Gemini slid awkwardly down the embankment, covering his hands with dirt. To his surprise it was moist and soft, clinging. He had expected it to be hard. That's what you get for believing pictures in the encyclopedia, he thought. And the ground gave gently under his feet.
He glanced behind him. Two furrows down the bank showed his path. I have a mark in this world after all, he thought. It'll make no difference, but there is a sign of me in this time when men could sti
ll leave signs.
Then dazzling lights far up the road. The truck was coming. Gemini sniffed the air. He couldn't smell anything—and yet the books all stressed how smelly gasoline engines had been. Perhaps it was too far.
Then the lights swerved away. The curve. In a moment it would be here, turning just the wrong way on the curving mountain road until it would be too late.
Gemini stepped out into the road, a shiver of anticipation running through him. Oh, he had been under the timelid several times before. Like everyone, he had seen the major events. Michelangelo doing the Sistine Chapel. Handel writing the Messiah (everyone strictly forbidden to hum any tunes). The premiere performance of Love's Labour's Lost. And a few offbeat things that his hobby of history had sent him to: the assassination of John F. Kennedy, a politician; the meeting between Lorenzo d'Medici and the King of Naples; Jeanne d'Arc's death by fire—grisly.

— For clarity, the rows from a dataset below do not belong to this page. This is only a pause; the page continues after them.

PR #3366, opened 2024-02-14
feat(bundler): additional esbuild options and generic escape hatch to pass any options to esbuild

### LINKED ISSUE #3364: There are only a small subset of `esbuild` options exposed
Building on the work from #3102 (merged as PR #3103), I'd like to add more `esbuild` options into the bundler. Looking at [`@aws-cdk-lib/aws-lambda-nodejs`](https://github.com/aws/aws-cdk/blob/c3c771c6f6f6790f2298a85a549bded640d2e35b/packages/aws-cdk-lib/aws-lambda-nodejs/lib/bundling.ts#L195) for inspiration.

Also, since we won't cover *every* option of `esbuild` possible in the future, we'll want an escape hatch as well.

I have a PR for this that I'll open shortly.

giseburt:
Fixes #3364

---


giseburt:
I realize I have one property I haven't implemented yet, but I feel it's a fairly powerful option, but it has ramifications:

```typescript
  /**
   * Run compilation using tsc before running file through bundling step.
   * This usually is not required unless you are using new experimental features that
   * are only supported by typescript's `tsc` compiler.
   * One example of such feature is `emitDecoratorMetadata`.
   *
   * @default false
   */
  readonly preCompilation?: boolean;
```

This is inherited from [@aws-cdk-lib/aws-lambda-nodejs](https://github.com/aws/aws-cdk/blob/c3c771c6f6f6790f2298a85a549bded640d2e35b/packages/aws-cdk-lib/aws-lambda-nodejs/lib/bundling.ts#L195) as well. I feel the comment 👆🏻 by @hassanazharkhan (in aws/aws-cdk#16543) describes its usefulness quite well.

The issue here is that the existing option `BundlerOptions.addToPreCompile` (with `@default true`) will put the bundle task *before* compile (in `pre-compile`, actually), but with this new `AddBundleOptions.preCompilation` option (which I see now needs renamed), we want compile *first*, then have `esbuild` bundle the *compiled results*.

Unless anyone objects, I will:
- [ ] Add `BundlerOptions.addToPostCompile`, rename the new and unused `AddBundleOptions.preCompilation` to `AddBundleOptions.bundleCompiledResults` to make it more clear
- [ ] Default `BundlerOptions.addToPostCompile` to `true` and `BundlerOptions.addToPreCompile` to `false` when `AddBundleOptions.bundleCompiledResults` is set to `true` (being careful to not adjust existing default behavior)
- [ ] Throw an error if `AddBundleOptions.bundleCompiledResults` is `true` and `AddBundleOptions.preCompilation` was explicitly set to `true`

giseburt:
Ok, I believe all new options are implemented and test coverage is complete.

src/javascript/bundler.ts
```diff
@@ -63,7 +79,8 @@ export class Bundler extends Component {
   public readonly bundledir: string;
 
   private _task: Task | undefined;
-  private readonly addToPreCompile: boolean;
+  private addToPreCompile?: boolean;
+  private addToPostCompile?: boolean;
```
mrgrain, line 83:
```suggestion
  private readonly addToPreCompile?: boolean;
  private readonly addToPostCompile?: boolean;
```

test/javascript/bundler.test.ts
```diff
@@ -329,3 +362,256 @@ test("format can be set to esm", () => {
...
+    defaultReleaseBranch: "main",
+  });
+
+  // p.bundler.addBundle("./lib/hello1.js", {
+  //   platform: "node",
+  //   target: "node18",
+  //   sourcemap: false,
+  //   format: "esm",
+  // });
+
```
mrgrain, line 526:
```suggestion
```

test/javascript/bundler.test.ts
```diff
@@ -329,3 +362,256 @@ test("format can be set to esm", () => {
...
+      bundleCompiledResults: true,
+    });
+
+    Testing.synth(p);
+  }).toThrow(
+    /Cannot auto-set `addToPostCompile` after a bundle has been configured./
+  );
+});
+
+test("bundleCompiledResults  fails if both addToPreCompile and addToPostCompile are set", () => {
```
mrgrain, line 544:
```suggestion
test("bundleCompiledResults fails if both addToPreCompile and addToPostCompile are set", () => {
```

test/javascript/bundler.test.ts
```diff
@@ -329,3 +362,256 @@ test("format can be set to esm", () => {
...
+  const p = new NodeProject({
+    name: "test",
+    defaultReleaseBranch: "main",
+    bundlerOptions: {
+      addToPreCompile: true,
+      addToPostCompile: true,
```
mrgrain, line 550: Is this ever valid? I feel like this should already throw when NodeProject is instantiated.

test/javascript/bundler.test.ts
```diff
@@ -329,3 +362,256 @@ test("format can be set to esm", () => {
...
+      sourcemap: false,
+      format: "esm",
+      bundleCompiledResults: true,
+    });
+
+    Testing.synth(p);
+  }).toThrow(/Cannot have Bundle option `addToPreCompile` set/);
+});
+
+test("bundleCompiledResults fails if bundleCompiledResults are set (later)", () => {
```
mrgrain, line 514: I don't understand what this test is trying to test. Can you help me out by adding `//GIVEN` `//WHEN` & `//THEN` comments and explain in comments what should happen and why.

test/javascript/bundler.test.ts
```diff
@@ -329,3 +362,256 @@ test("format can be set to esm", () => {
...
+test("addToPreCompile set to false works (2)", () => {
+  const p = new NodeProject({
+    name: "test",
+    defaultReleaseBranch: "main",
+    bundlerOptions: {
+      addToPreCompile: false,
+    },
+  });
+
+  p.bundler.bundleTask;
```
mrgrain, line 482: I've seen this a few times. What's up with it? Is this unsuspecting property access call actually mutating something?

mrgrain (changes requested):
This looks great, thank you!  I've left feedback on a few minor things.

The biggest change would be how we are handling `addToPre/PostCompile`. I appreciate the effort to make this just work, but I think it unintentional ended up being a bit complicated and opaque.

I think what we have here is a three-way decision:

```ts
enum RunBundleTask {
  /**
   * Don't bundle automatically as part of the build.
   */
  MANUAL: "manual",
  /**
   * Bundle automatically before compilation.
   */
  PRE_COMPILE: "pre_compile",
  /**
   * Bundle automatically after compilation. Set this when using....
   */
  POST_COMPILE: "post_compile",
}


interface BundlerOptions {
  // ...

  /**
   * 
   * @default RunBundleTask.MANUAL
   */
  runBundleTask?: RunBundleTask;
}
```

And then throw and error when`options.runBundleTask != RunBundleTask.POST_COMPILE` and `bundleCompiledResults` is set.

We can keep backwards compatibility by setting something like `this.runBundleTask = options.runBundleTask ?? (options.addToPreCompile ? RunBundleTask.PRE_COMPILE : RunBundleTask.MANUAL)`.

What do you think?

src/javascript/bundler.ts
mrgrain: Ah I see now why you did it. Sorry this breaking your PR. I'll revert. 😂

src/javascript/bundler.ts
```diff
@@ -63,7 +79,8 @@ export class Bundler extends Component {
   public readonly bundledir: string;
 
   private _task: Task | undefined;
-  private readonly addToPreCompile: boolean;
+  private readonly addToPreCompile?: boolean;
+  private readonly addToPostCompile?: boolean;
```
mrgrain, line 83:
```suggestion
  private addToPreCompile?: boolean;
  private addToPostCompile?: boolean;
```

test/javascript/bundler.test.ts
giseburt: Yeah, this will be cleaned up by your main suggestion.

giseburt:
Thank you for the review!

Looking over your comments, I realize that `addToPreCompile` is completely redundant, and can be removed when moving to `RunBundleTask` as you suggested.

I'm making two minor adjustments:
- Marking `addToPreCompile` as `@depricated` due to the redundancy
- To ensure not breaking downstream, if neither `runBundleTask` nor `addToPreCompile` are defined, assume `RunBundleTask.PRE_COMPILE` as before

I just pushed the new code.

One other note: I'd like to provide more control over the bundle task name. For example, since I switched to `./lib/hello.js` from `./src/hello.ts` then bundle task name changed to `bundle:lib/hello` and I'd prefer to use `bundle:hello` or in fact I may prefer to call it `bundle:production` or whatever. Should I put that in this PR and make another after this? I think it'll be a few lines of code and twice that many of comments/docs.

mrgrain:
>  Should I put that in this PR and make another after this? I think it'll be a few lines of code and twice that many of comments/docs.

I always prefer separate PRs to keep things moving and independent.

mrgrain (approved):

PR #3375, opened 2024-02-17
fix(python)!: Poetry python project is using deprecated `dev-dependencies` notation in  `pyproject.toml`

garysassano:
[Poetry 1.2.0](https://python-poetry.org/blog/announcing-poetry-1.2.0/) introduced the `group` notation for managing dependencies, which has been the recommended way to organize dependencies inside your `pyproject.toml` file for almost two years. The older `dev-dependencies` notation was deprecated, as detailed [here](https://python-poetry.org/docs/master/managing-dependencies/), and its use is discouraged.

BREAKING CHANGE: Poetry is now required to be at version 1.2.0 or above. Please update Poetry if needed.

---


src/python/poetry.ts
```diff
@@ -371,23 +371,30 @@ export class PoetryPyproject extends Component {
...
+          dependencies: dependencies,
+          group: {
+            dev: {
+              dependencies: devDependencies,
+            },
           },
         },
       },
+      "build-system": {
+        requires: ["poetry-core"],
```
mrgrain, line 390: Given that we now require poetry >= 1.2.0 we should probably keep that in there.

mrgrain (changes requested):
Can you also mark this as a breaking change with a note how to resolve it (ie. upgrade poetry). Thanks!

src/python/poetry.ts
garysassano: No, [poetry-core](https://github.com/python-poetry/poetry-core) is just the build system which is part of [poetry](https://github.com/python-poetry/poetry). It's a component which is kept separate so that other projects can make use of it.

What you want to do is currently not possible, despite being a feature that people have been asking for quite a long time as you can see from [this open issue](https://github.com/python-poetry/poetry/issues/3316).

garysassano: It's a very common misconception, one that I also fell for in the past.

src/toml.ts
```diff
@@ -22,10 +22,20 @@ export class TomlFile extends ObjectFile {
       return undefined;
     }
 
+    // Convert JSON content to TOML string
```
mrgrain, line 25: This seems entirely unrelated to this PR. Please keep it separate

mrgrain (changes requested):

src/toml.ts
garysassano: How is it unrelated? Without modifying `toml.ts`, the formatting results in odd indentation that does not align with a fresh `pyproject.toml` file generated by `poetry init`. The aim is to produce a file through projen that appears as though it was directly created by poetry.

mrgrain: None of that is described in the PR or explicitly tested aside from the snapshot. I'd expect a bit of a write up about that and some investigation/reasoning why there is a discrepancy. 

Additionally I'm not at all convinced that that string manipulation is the right approach here. If the current TOML library is not capable of producing the desired output we will have to look for an alternative one. Swapping out the TOML package will definitely require a separate PR.

tl;dr All this just prevents a perfectly fine fix from being merged.

mrgrain (approved):

Issue #2427, opened 2023-02-09
Bump precondition fails on windows


alimhabib:
Hello All I am building projen and try to test on windows ( my dev machine) but no commands ever work for example 

`yarn build` will gives error 

```
Task "build » package" failed when executing "if [ ! -z ${CI} ]; then rsync -a . .repo --exclude .git --exclude node_modules && rm -rf dist && mv .repo dist; else np
x projen package-all; fi" (cwd: C:\Repository\cdk-infra\aws-monitor-alarms-library)
error Command failed with exit code 1.
```
`npm run bump ` will gives error 

```
� bump | condition: ! git log --oneline -1 | grep -q "chore(release):"
'!' is not recognized as an internal or external command,
operable program or batch file.
� bump | condition exited with non-zero - skipping
```

my projen,js looks like 

```
const { awscdk } = require('projen');
const project = new awscdk.AwsCdkConstructLibrary({
  author: 'xxxxx',
  authorAddress: 'xxxxxxxxxxx',
  cdkVersion: '2.1.0',
  peerDependencies: [
    'aws-cdk-lib',
  ],

  devDeps: [
    'aws-sdk',
  ],
  defaultReleaseBranch: 'master',
  name: 'xxxxxxxxxxxxxxxxx',
  repositoryUrl: 'xxxxxxxxxxxxxxxxxxxxx',

  majorVersion: 1,
  minNodeVersion: '14.17.0',
  sampleCode: false,
  // deps: [],                /* Runtime dependencies of this module. */
  // description: undefined,  /* The description is just a string that helps people understand the purpose of the package. */
  // devDeps: [],             /* Build dependencies for this module. */
  // packageName: undefined,  /* The "name" in package.json. */
});
project.gitignore.exclude('.env', '.idea');
project.gitignore.exclude('example/*.js', 'example/*.d.ts');
project.synth();
```

I am using projen version ^0.67.40

mrgrain:
Thanks @alimhabib 
See https://github.com/projen/projen/labels/windows

Windows support unfortunately is very basic at the moment.

RichiCoder1:
@mrgrain would ya'll take PRs to either de-shellify the code, or at least shim them via [@yarnpkg/shell](https://www.npmjs.com/package/@yarnpkg/shell)?

mrgrain:
What exactly do you mean by "de-shellify"?

[...]

Issue #1529, opened 2022-01-15
Build/Tests working on windows


mmcculloh-dms:
Projen itself can't currently be built on windows for a few reasons. One is due to the usage of bash for bootstrapping, which is pretty easy to get around. One of the biggest reasons is that many tests simply do not work on windows (by design). Typically this is due to the task subsystem.

I think it would be lovely to allow projen to be fully buildable on windows, including the testing portion. This may require segregating tests as it makes sense that you can't run certain commands on windows. Or we could have system-conditional logic within tests, but that seems a little scary.

gmeligio:
I think this can be closed since the projen build and test tasks are working on Windows. Here is the build workflow https://github.com/projen/projen/blob/f212132bd15ab0b608beebdd5795c16f631f13cb/.github/workflows/build.yml

PR #3377, opened 2024-02-18
chore: bootstrap with NodeJS script for projen cross-platform development

gmeligio:
## Motivation

I was taking inspiration from https://github.com/projen/projen/pull/2761. I didn't closely follow what was available there because it's outdated, but I used a similar approach.

There are different issues related to developing `projen` on Windows. The most related ones to bootstrapping are #1529 and #2427.

To break the Windows development problem into pieces, I started with bootstraping because it is command I run the most run when developing projen. The other projen tasks can be reviewed and modified if necessary in future PRs.

I should create an issue to expose this idea, but before doing that, I'm trying to see if breaking it like that is viable and starting with bootstrapping.

## Implementation

I decided to do something similar to #2761 and use a NodeJS script. Then, I translated the existing Bash script, as of today, to NodeJS. Also, `.projenrc.js` will generate that script, similar to how it works with the existing Bash script. Windows has no CI implementation because the `build` and `package` tasks could fail. 

## Change 1 projen.js

1. The bootstrapping script is a translation from Bash to NodeJS.
2. The critical bits are the `bootstrap` and `execCommand` functions.
3. In `execCommand`, the important part is `{ stdio: "inherit" }` to make sure to pass input and get output from the executed command by passing down the parent process streams to the child process.
4. I didn't add tests.

## Change 2 .projenrc.js

1. Replacing `projen.bash` with `projen.js`
2. Adding functions in the entrypoint `.projenrc.js`: `execCommand`  and `bootstrap`. These are only to simplify how `projen.js` is generated. Could it be better to move those two functions to another file so as not to pollute .projenrc.js?
4. I didn't add tests.

## Change 3 all files with marker

1. The marker was autoupdated to use `node ./projen.js`

---


.projenrc.js
```diff
@@ -201,23 +201,26 @@ project.npmignore.exclude("/docusaurus/");
...
-    "set -euo pipefail",
-    "if [ ! -f lib/cli/index.js ]; then",
-    '  echo "bootstrapping..."',
-    "  if [ ! -f node_modules/.bin/jsii ]; then",
-    "    yarn install --frozen-lockfile --check-files --non-interactive",
-    "  fi",
-    "  npx jsii --silence-warnings=reserved-word --no-fix-peer-dependencies",
-    "fi",
-    "exec bin/projen $@",
+    `// ${PROJEN_MARKER}`,
```
mrgrain, line 207: Can we add the [Node Hashbang](https://stackoverflow.com/questions/20638520/appropriate-hashbang-for-node-js-scripts) for convenience on unix and make the file executable?

.projenrc.js
```diff
@@ -201,23 +201,26 @@ project.npmignore.exclude("/docusaurus/");
...
+    "  bootstrap();",
+    "}",
+    "",
+    'const args = process.argv.slice(2).join(" ");',
+    "execCommand(`bin/projen ${args}`);",
+    "",
   ],
-  executable: true,
 });
-project.npmignore.exclude("/projen.bash");
```
mrgrain, line 220: Feels like we should keep this?

mrgrain:
This is awesome! Thank you. We should add a (failing) Windows build soon to observe your progress =)

.projenrc.js
gmeligio: Done. I missed that when translating the code.

.projenrc.js
gmeligio: Totally right. Restored.

.projenrc.js
```diff
@@ -331,6 +334,41 @@ function setupBundleTaskRunner() {
...
+ */
+function execCommand(command) {
+  try {
+    execSync(command, { stdio: "inherit" });
+  } catch (error) {
+    console.error(`Failed to execute command: ${command}`, error);
+    process.exit(1);
+  }
+}
+
```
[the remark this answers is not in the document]
gmeligio: Yes. It makes sense to move it there. I was hesitating to ask about guidance on that.

I think `ProjenrcTs` can be used for that. Right now it doesn't add the `projenrc` folder to npmignore and others. If it's OK, I would prefer to do it in another PR to not make this one so big.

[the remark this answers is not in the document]
mrgrain: 100% okay

I think we don't use .projenrc.ts here because it might make Bootstrapping more complicated. If we can, I'd love to though.

.projenrc.js
```diff
@@ -201,23 +201,30 @@ project.npmignore.exclude("/docusaurus/");
...
+    "}",
+    "",
+    'const args = process.argv.slice(2).join(" ");',
+    "execCommand(`node bin/projen ${args}`);",
+    "",
   ],
-  executable: true,
 });
-project.npmignore.exclude("/projen.bash");
+project.npmignore.exclude(`/${bootstrapScript.path}`);
```
mrgrain, line 227: Ha, we totally should just accept a file here. (Not relevant to this PR)

mrgrain (approved):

And now, at last, to experience in the past something he was utterly unable to live through in the present.
Death.
And the truck careened around the corner, the lights sweeping the far embankment and then swerving in, brilliantly lighting Gemini for one instant before he leaped up and in, toward the glass (how horrified the face of the driver, how bright the lights, how harsh the metal) and then agony. Ah, agony in a tearing that made him feel, for the first time, every particle of his body as it screamed in pain. Bones shouting as they splintered like old wood under a sledgehammer. Flesh and fat slithering like jelly up and down and sideways. Blood skittering madly over the surface of the truck. Eyes popping open as the brain and skull crushed forward, demanding to be let through, let by, let fly. No no no no no, cried Gemini inside the last fragment of his mind. No no no no no, make it stop!